First exploratory test sample taken below Marsh Lock

 

I went out on Tuesday 10th March with the HoTWater group to take a parallel sample of river water.

The results were that we agreed the pollution level was low, and both got readings below 500 cfu/100ml which would be classified as “Excellent”.

The HoTWater group use Fluidion Alert 1 technology to test water, and this device often returns higher numbers because it can detect particle-associated E. coli that other systems may miss. It returned a figure of 253 cfu/100ml.

The 3 x 1ml R-Cards on the other hand only detected a single instance of E. coli on 1 of the cards. This equates to 33 cfu/100ml.
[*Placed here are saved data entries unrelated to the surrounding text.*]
PR #496, opened 2024-07-11
EVEREST-1096 | RBAC improvements

mayankshah1607:
- handle `database-cluster-credentials` as a separate resource type
- allow `monitoring-instances` and `backup-storages` to be accessed by name
- ensure RBAC is installed when upgrading to 1.1.x


pkg/rbac/rbac.go
```diff
@@ -190,18 +190,16 @@ func NewEnforceHandler(basePath string, enforcer *casbin.Enforcer) func(c echo.C
...
-		case "backup-storages", "monitoring-instances":
-			object = "*"
-		case "database-clusters",
-			"database-engines",
-			"database-cluster-backups",
-			"database-cluster-restores":
+		// These resources are not namespaced.
+		case "namespaces",
+			"backup-storages",
+			"monitoring-instances":
```
recharte, line 196: Actually, we discussed that even though the `BackupStorages` and `MonitoringInstances` themselves aren't namespaced we would still enforce some sort of namespacing based on the `.spec.allowedNamespaces`. It doesn't need to be in this PR but we need to think about how to implement this...

recharte (approved):

oksana-grishchenko (approved):

pkg/rbac/rbac.go
mayankshah1607: Created a ticket: https://perconadev.atlassian.net/browse/EVEREST-1250

PR #501, opened 2024-07-12
EVEREST-1247 | Re-design of operator upgrades API

mayankshah1607:
Adds new APIs for operator upgrades such that all operators in a namespace are upgraded at once. This is done due to an OLM limitation that doesn't actually allow us to individual upgrade an operator in the namespace.

- Add `GET /namespaces/{namespace}/database-engines/upgrade-plan`
  - Returns a list of pending upgrades in the given namespace
  - Returns a list of pending action items in order to perform the upgrades
  - If there are no upgrades, the action items contains post-upgrade tasks
- Add `POST /namespaces/{namespace}/database-engines/upgrade-plan/approval`
  - Starts the operators upgrade process
- Earlier, the actual upgrade itself was handled by everest-operator for each individual dbengine. Now that this is no longer possible, we directly approve InstallPlans from the Everest API. (A corresponding PR has been created in everest-operator to remove this functionality) - https://github.com/percona/everest-operator/pull/452
- Older APIs are still kept for backward compatibility for now. They should be removed in future release. We must also refactor some code when we remove these deprecated APIs.


api/database_engine.go
```diff
@@ -67,7 +67,147 @@ func (e *EverestServer) UpdateDatabaseEngine(ctx echo.Context, namespace, name s
...
+		return err
+	}
+
+	// lock all engines that will be upgraded.
+	if err := e.setLockDBEnginesForUpgrade(ctx, namespace, up, true); err != nil {
+		return errors.Join(err, errors.New("failed to lock engines"))
+	}
+	// unlock if we return with error.
+	defer func() {
+		if err != nil {
```
recharte, line 120: I don't think this condition will ever be true...
This `err` that you're checking here is the `err` returned from `up, err := e.getUpgradePlan(ctx, namespace)` in line 109.
The `err` in line 137 `if err := e.startOperatorUpgradeWithRetry(ctx, "", namespace, ""); err != nil {` only exist in the scope of the conditional and won't get picked up by the deferred function.

In order to get it in the correct scope you'll need to remove the `:` from the `:=` operator

recharte: What about the return in line 131? Wouldn't we want to unlock there as well?

api/database_engine.go
```diff
@@ -67,7 +67,147 @@ func (e *EverestServer) UpdateDatabaseEngine(ctx echo.Context, namespace, name s
...
+			return nil, err
+		}
+		for _, db := range pointer.Get(pointer.Get(pf).Databases) {
+			*result.PendingActions = append(*result.PendingActions, db.toUpgradeTask())
+		}
+	}
+	return result, nil
+}
+
+// ToOperatorUpgradeDatabaseItem converts OperatorUpgradePreflightForDatabase to OperatorUpgradeDatabaseItem.
```
recharte, line 180: Incorrect comment

api/database_engine.go
```diff
@@ -67,7 +67,147 @@ func (e *EverestServer) UpdateDatabaseEngine(ctx echo.Context, namespace, name s
...
+// TODO: Remove this function when the deprecated API is removed.
```
recharte, line 181: Can this function be removed? It's part of the new solution...

deploy/quickstart-k8s.yaml
```diff
@@ -38,6 +38,9 @@ rules:
   - apiGroups: ["everest.percona.com"]
     resources: ["*"]
     verbs: ["*"]
+  - apiGroups: ["operators.coreos.com"]
+    resources: ["installplans"]
+    verbs: ["*"]
```
recharte, line 43: Can we be less broad and just have the verbs we actually need?

go.mod
```diff
@@ -27,15 +27,15 @@ require (
...
 	github.com/spf13/cobra v1.8.0
 	github.com/spf13/viper v1.18.2
 	github.com/stretchr/testify v1.9.0
 	go.uber.org/zap v1.27.0
-	golang.org/x/crypto v0.25.0
-	golang.org/x/mod v0.18.0
-	golang.org/x/net v0.27.0
+	golang.org/x/crypto v0.24.0
+	golang.org/x/mod v0.19.0
+	golang.org/x/net v0.26.0
```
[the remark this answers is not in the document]
mayankshah1607: No idea, I didn't notice.. I just ran go mod tidy.. Will reverse it

go.mod
```diff
@@ -162,9 +162,9 @@ require (
 	go.starlark.net v0.0.0-20230525235612-a134d8f9ddca // indirect
 	go.uber.org/multierr v1.11.0 // indirect
 	golang.org/x/exp v0.0.0-20240213143201-ec583247a57a // indirect
-	golang.org/x/oauth2 v0.17.0 // indirect
-	golang.org/x/sys v0.22.0 // indirect
-	golang.org/x/term v0.22.0 // indirect
+	golang.org/x/oauth2 v0.18.0 // indirect
+	golang.org/x/sys v0.21.0 // indirect
+	golang.org/x/term v0.21.0 // indirect
```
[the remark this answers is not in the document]
mayankshah1607: No idea, I didn't notice.. I just ran go mod tidy.. Will reverse it

pkg/kubernetes/client/client.go
```diff
@@ -255,6 +255,7 @@ func NewInCluster() (*Client, error) {
 		clientset:    clientset,
 		olmClientset: olmClientset,
 		restConfig:   config,
+		rcLock:       &sync.Mutex{},
```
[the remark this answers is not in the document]
mayankshah1607: It is used here: https://github.com/percona/everest/blob/main/pkg/kubernetes/client/install_plan.go#L12

.. which is used here: https://github.com/percona/everest/blob/main/pkg/kubernetes/install_plan.go#L85

... which is finally used here for approving IPs: https://github.com/percona/everest/blob/188e87feeb92cf9a83862ed988ca34fb4edcc1e9/api/database_engine.go#L367

api/database_engine.go
mayankshah1607: > won't get picked up by the deferred function.

That's not true, it will get picked up by the defer function. Any value I return after the defer will be contained in `err`. You can test this with a simply program:

```go
package main

import "fmt"

func testDefer() (m int) {
	m = 0
	defer func() {
		if m == 3 {
			fmt.Println("value is 3")
		}
	}()
	return 3
}

func main() {
	testDefer()
}
```

pkg/kubernetes/client/client.go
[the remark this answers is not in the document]
recharte: ok nevermind

go.mod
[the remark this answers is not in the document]
mayankshah1607: oh, never mind. Its mostly because I've changed the everest-operator package to `EVEREST-1247`  to be able to use the `GetNextUpgrade` function. It will be reverted back once I merged the everest-operator PR and clean-up go mod finally..

go.mod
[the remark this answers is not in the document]
mayankshah1607: oh, never mind. Its mostly because I've changed the everest-operator package to EVEREST-1247 to be able to use the GetNextUpgrade function. It will be reverted back once I merged the everest-operator PR and clean-up go mod finally..

api/database_engine.go
recharte: You're completely correct, I also tested this with a simple program just like yours but I was blind to my own test results because I got the exact same result as you and my mind saw something else... :face_exhaling: fuck confirmation bias :facepalm:

api/database_engine.go
mayankshah1607: I think I forgot to remove the TODO there, but this was supposed to be a helper. I can still remove it and in-line it on the caller. Although, what's wrong in keeping this?

api/database_engine.go
recharte: Regardless of that...
> What about the return in line 131? Wouldn't we want to unlock there as well?

api/database_engine.go
recharte: Nothing wrong, I just thought it was an incorrect comment because it's actually being used in the new solution, if you plan to inline it that's fine.

api/database_engine.go
mayankshah1607: Yeah, we need to unlock on 131. For some reason, I thought returning a non-200 status in `c.JSON` results in an error being returned, but that doesn't make sense.. will update

mayankshah1607: Updated

I ended up removing the defer and named return, since I had to explicitly call unlock anyway on line 131. So the only place where the defer could have been triggered is towards the end of the function. Not worth the added complexity..

api/database_engine.go
mayankshah1607: Updated

deploy/quickstart-k8s.yaml
mayankshah1607: Done

docs/spec/openapi.yml
```diff
@@ -799,11 +799,14 @@ paths:
...
     x-everest-resource-name: database-engines
     get:
+      deprecated: true
       tags:
         - Operators
       summary: Upgrade preflight
       description: |
         This API gets the results of the preflight checks that must be performed before upgrading a database engine operator.
+
+        *This API is deprecated and will be removed from v1.2.0*
```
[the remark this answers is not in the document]
mayankshah1607: Done

api/database_engine.go
```diff
@@ -67,7 +67,152 @@ func (e *EverestServer) UpdateDatabaseEngine(ctx echo.Context, namespace, name s
...
+	}
+
+	// start upgrade process.
+	if err := e.startOperatorUpgradeWithRetry(ctx, "", namespace, ""); err != nil {
+		// Upgrade has failed, so we release the lock.
+		if err := e.setLockDBEnginesForUpgrade(ctx, namespace, up, false); err != nil {
+			e.l.Errorf("Cannot unlock engines: %w", err)
+			return errors.Join(err, errors.New("failed to release lock"))
+		}
+		e.l.Errorf("Failed to upgrade operators: %w", err)
```
recharte, line 143:
```suggestion
		e.l.Errorf("Failed to upgrade operators: %w", err)
		// Upgrade has failed, so we release the lock.
		if err := e.setLockDBEnginesForUpgrade(ctx, namespace, up, false); err != nil {
			e.l.Errorf("Cannot unlock engines: %w", err)
			return errors.Join(err, errors.New("failed to release lock"))
		}
```

recharte (commented):
Sorry for the pedantic review but these are user facing docs :see_no_evil:

oksana-grishchenko (approved):

fabio-silva:
@mayankshah1607 can we merge this?

PR #504, opened 2024-07-12
EVEREST-107 Fixes for automated catalog release

oksana-grishchenko:
- use the updated catalog generation tool with the simplified interface
- fixed some bugs in how the tool was used 
- use fixed opm version


.github/workflows/release.yml
```diff
@@ -387,7 +361,7 @@ jobs:
           git checkout $BRANCH_NAME
           
           # Update deploy manifest 
-          if [[ $env.IS_RC ]]; then 
+          if [[ $IS_RC == 1 ]]; then 
             sed -i "s/perconalab\/everest.*/perconalab\/everest:$VERSION/g" deploy/quickstart-k8s.yaml
             sed -i "s/percona\/percona-everest.*/perconalab\/everest:$VERSION/g" deploy/quickstart-k8s.yaml
           else
```
oksana-grishchenko, line 367: btw this might have been one of the reason of the mistakenly used `perconalab` vs `percona`

.github/workflows/release.yml
```diff
@@ -250,62 +250,36 @@ jobs:
...
-              --current-version "$CURRENT_STABLE_VERSION" \
-              \
-              >| veneer/everest-operator.yaml
-
-            go run ./tools/ \
-              --veneer-file veneer/everest-operator-original.yaml \
-              --version-type ${{ env.RELEASE_TYPE }} \
+              >| ../veneer/everest-operator.yaml
+          
+            cp ../veneer/everest-operator.yaml ../veneer/everest-operator-original.yaml
```
recharte, line 273: I'm a bit confused, in the IS_RC conditional you don't output it to the non original file and here you do and then you copy it to the original

.github/workflows/release.yml
oksana-grishchenko: what the `sed` command does still needs to be re-checked, but the fact is that the condition was wrong

.github/workflows/release.yml
oksana-grishchenko: Thanks for drawing attention to it. After testing I forgot to put back the writing of the command output to the original file. So we always should write to the original file

recharte: Ok now that part looks good but do we actually need 2 files here? Couldn't we always use `../veneer/everest-operator.yaml` instead of copying it back and forth to `../veneer/everest-operator-original.yaml`?

oksana-grishchenko: The temporary file was needed bc the command reads the file and writes the output of itself to the same file. The operational system doesn't handle it well and at some point the file become empty. 
Reworked the update tool so that we won't need a temporary file, ptal https://github.com/percona/everest-catalog/pull/33

recharte (approved):

PR #519, opened 2024-07-15
Remove not needed step for port forwarding for UI E2E tests

tplavcic:


tplavcic:
Closing as it seems it cannot be done this way.

PR #522, opened 2024-07-16
EVEREST-1092 | Fix psmdb on-demand backups allowed to run alongside scheduled backups

mayankshah1607:
To check if a scheduled backup is running, before the creation of an on-demand backup, the current logic is to list all dbbbackups for the cluster and see if they're running.

However, with PSMDB, due to a known limitation, everest-operator does not immediately create a dbbackups object (it waits until progressing beyond `waiting`). Due to this, there's a considerable delay for creating a dbbackup object, and hence Everest ends up allowing the creation of a on-demand backup even though the psmdb-backup object is created.

To work around this issue, we lookup the backup schedule and figure out if a scheduled backup is expected to start.


api/validation.go
```diff
@@ -1356,3 +1384,44 @@ func validateBucketName(s string) error {
...
+			b.DeletionTimestamp.IsZero()
+	}), nil
+}
+
+// isBackupScheduleRunning returns true if a backup schedule is running at the current time.
+func isBackupScheduleRunning(
+	currTime time.Time,
+	backupSchedules []everestv1alpha1.BackupSchedule,
+) (bool, error) {
+	currTime = currTime.Truncate(time.Minute)
```
oksana-grishchenko, line 1413: The `.Truncate()` function removes the seconds like `16:05:01 -> 16:05:00, 16:05:59 -> 16:05:00`, is that the intended behaviour? Shouldn't the `.Add(-1 * time.Minute)` be used here?

mayankshah1607: `Truncate()` is intended here. In this case, it truncates to the nearest minute, so it removes everything from the seconds. Reason for this is that `NextTickAfter` does not return seconds, so the `Equals` check will fail.

> Shouldn't the .Add(-1 * time.Minute) be used here?

That won't work here. If we do this, we are simply avoiding creation of backups 1minute before the actual schedule. But what happens when the schedule is triggered? This check will allow us to create an on-demand backup even though a `psmdb-backup` object has been created (note that dbbackup object creation will be delayed for a few seconds). This won't fix the issue..

recharte:
I still didn't think this through so assume this comment as me thinking out loud...

The only reason why we need this PR is because we have a strange behavior introduced by the everest operator to work around a PSMDBO bug.
The bug is that the [Operator can start two PBM backup operations if backup object is updated](https://perconadev.atlassian.net/browse/K8SPSMDB-1088) and before implementing the workaround we were triggering this bug due to the following events timeline:
1. PSMDBO creates a `psmdb-backup` CR
2. Event 1. triggers the everest operator to create a `dbbackup` CR
3. Everest operator reconciles the  `dbbackup` CR which updates the initial `psmdb-backup` CR
4. Updating the `psmdb-backup` CR while in one of the initial states triggers the bug

The way we worked around this bug was to stop point 2. from happening until the `psmdb-backup` CR is at a state that won't trigger the bug.

If instead of stopping 2. from happening we stop point 3. from happening until the `psmdb-backup` CR is at a state that won't trigger the bug we would avoid triggering the PSMDBO bug and we'd also avoid the behavior that this PR is trying to solve, right? By stopping at 3. we have the `dbbackup` CR created which is all we need to avoid this behavior.

Is this possible? Is there any drawback I'm not considering at this first look?

api/validation.go
oksana-grishchenko: Ok, I see. Thanks, the concern is resolved 👍

mayankshah1607:
@recharte I implemented your suggestion in https://github.com/percona/everest-operator/pull/459 and it seems to work as expected (and I don't see the issue with the duplicate S3 backups either).

I very vaguely remember that this was actually our first idea when we implemented that PSMDB workaround in everest-operator, but can't remember why we decided to do it the way it is now.

I'll close this PR for now, thanks for your idea 👍🏻

PR #544, opened 2024-07-24
EVEREST-1274: check k8s version during install/upgrade

michal-kralik:
EVEREST-1274

### DIFF
--- a/pkg/install/install.go
+++ b/pkg/install/install.go
@@ -160,6 +160,10 @@ type (
 		// PXC stores if XtraDB Cluster shall be installed.
 		PXC bool `mapstructure:"xtradb-cluster"`
 	}
+
+	supportedVersion struct {
+		kubernetes goversion.Constraints
+	}
 )
 
 // NewInstall returns a new Install struct.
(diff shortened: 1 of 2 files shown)


pkg/install/install.go
```diff
@@ -244,6 +253,57 @@ func (o *Install) Run(ctx context.Context) error {
...
+
+		if !supVer.kubernetes.Check(k8sVersion) {
+			return fmt.Errorf(
+				"kubernetes version %q does not meet minimum requirements of %q",
+				k8sVersion.String(), supVer.kubernetes.String(),
+			)
+		}
+
+		o.l.Debugf("Finished requirements check for Kubernetes version")
+	}
```
recharte, line 302: Can we use the `checkK8sRequirements()` function defined in the upgrade module, or vice-versa?

recharte: Just trying to avoid duplicate code :slightly_smiling_face:

michal-kralik: we could refactor, but it required extracting upgrade/install structures into a common package so I decided it's maybe better not to touch this behavior so we don't break it and make the PR smaller.

recharte: It's not a big deal but I think it's still work considering this refactor but it can be done in a follow-up PR.

recharte (approved):
Thanks Michal, it looks good. Let's consider doing the refactoring of the supported versions functions in a follow-up PR.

Of course finding a single colony raises questions about detection sensitivity at low concentrations, but if one looks at the “Sufficient/Excellent” boundary of 500, it would mean that there would need to be fewer than 5 blue dots per R-Card, and the “Sufficient/Poor” boundary of 900 equates to an average of 9 blue dots per R-Card, thresholds that translate into dot counts robust enough to be reliably detected.

Given this detection sensitivity, I would record the actual figure, but present any R-Card reading below 100 as “<100 cfu/100ml” in the HoTWater app.

Comments

  1. Increased sensitivity at low pollution levels might be achieved by using 3 x 3ml R-Cards instead of 3 x 1ml R-Cards.